SOUTH AFRICA – In the wake of a 33.1% surge in fast-food consumption in South Africa since 2019, a new report by ProVeg South Africa sheds light on the burgeoning plant-based industry in the country.

With challenges like the COVID-19 pandemic and ongoing load-shedding crises influencing consumer behavior, the South African market has witnessed a notable shift towards healthier, ethical, and environmentally-friendly lifestyles.

The report revealed that the vegan, vegetarian, and flexitarian consumer base has grown to comprise 10-12% of the South African market as of 2023.

In response to this demand, major Quick Service Restaurants (QSRs) have swiftly embraced plant-based options, offering exciting alternatives to cater to evolving consumer preferences.

“The report once again highlights significant opportunities available in the plant-based space within QSRs in South Africa,” ProVeg South Africa director Donovan Will stated emphasizing the significance of the report.

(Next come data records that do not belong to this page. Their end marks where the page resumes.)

PR #52, opened 2016-09-09
Add a guide on concurrency

toolmantim:
We don't have any guide on how to control concurrency, and @sj26 wanted to link to one from the Terraform article he's writing. So this adds a basic one that at least tells people that it's organisation wide, the syntax to use, and an example.


sj26:
Beautiful, and so speedy! Thanks!

toolmantim:
🎸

“…from new products that still need to be developed and gaps on menus to be filled by existing products, to ways for outlets to attract more customers.”

The report, initiated in 2022 with the “Plant-Based Friendly Fast-Food Franchise Ranking,” evaluates the performance of major QSRs based on the number and variety of plant-based offerings.

The 2023 edition built upon this, considering menu presentation, labeling, and consumer perceptions.

All data was meticulously gathered and assessed by the ProVeg South Africa team, with ingredient verification conducted by the company’s head offices or restaurant representatives.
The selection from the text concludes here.